Sodium-glucose co-transporter type 2 inhibitors (SGLT2i), or gliflozins, have been approved in Europe since 2020 for treating type 2 diabetes, heart failure (HF), and chronic kidney disease (CKD). These conditions, especially prevalent in older adults, justify the increasing use of SGLT2i in this population. Diabetes affects up to 24.4 % of individuals aged 75–79 [1], HF prevalence rises sharply with age [2], and kidney failure, also age-related, impacted 700 million people globally in 2017 [3]. Reflecting this trend, SGLT2i prescriptions in France rose by 583 % between 2021 and 2023, with a 677 % increase in those aged 60 and over [4].

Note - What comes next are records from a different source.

PR #3756, opened 2022-11-16
Display Welcome message after MMU progress report ends

DRracer:
Should make the status line look cleaner when the printer is not printing.

PFW-1426


leptun (commented):
Can this change overwrite the text message of a critical error?

DRracer:
I don't think so, but I need to test this change properly

DRracer:
It seems to have fixed the issue when operating the MMU while not printing.

3d-gussner (approved):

Despite proven efficacy, SGLT2i carry risks of adverse drug reactions (ADRs), notably urinary or genital infections and euglycemic diabetic ketoacidosis (euDKA). These agents promote glycosuria and insulin-independent glucose lowering, potentially triggering ketogenesis through insulin deficiency and increased glucagon secretion [5]. Clinical trials have reported low diabetic ketoacidosis (DKA) incidence (0.1–0.76 per 1,000 patient-years [6]), but often underrepresent older adults or exclude those with multiple comorbidities. A recent meta-analysis even found a higher DKA risk in older patients [7].
Given limited real-world data in the elderly, this study examines reported cases of DKA linked to SGLT2i use in patients over 65 using the French Pharmacovigilance Database (FPVD).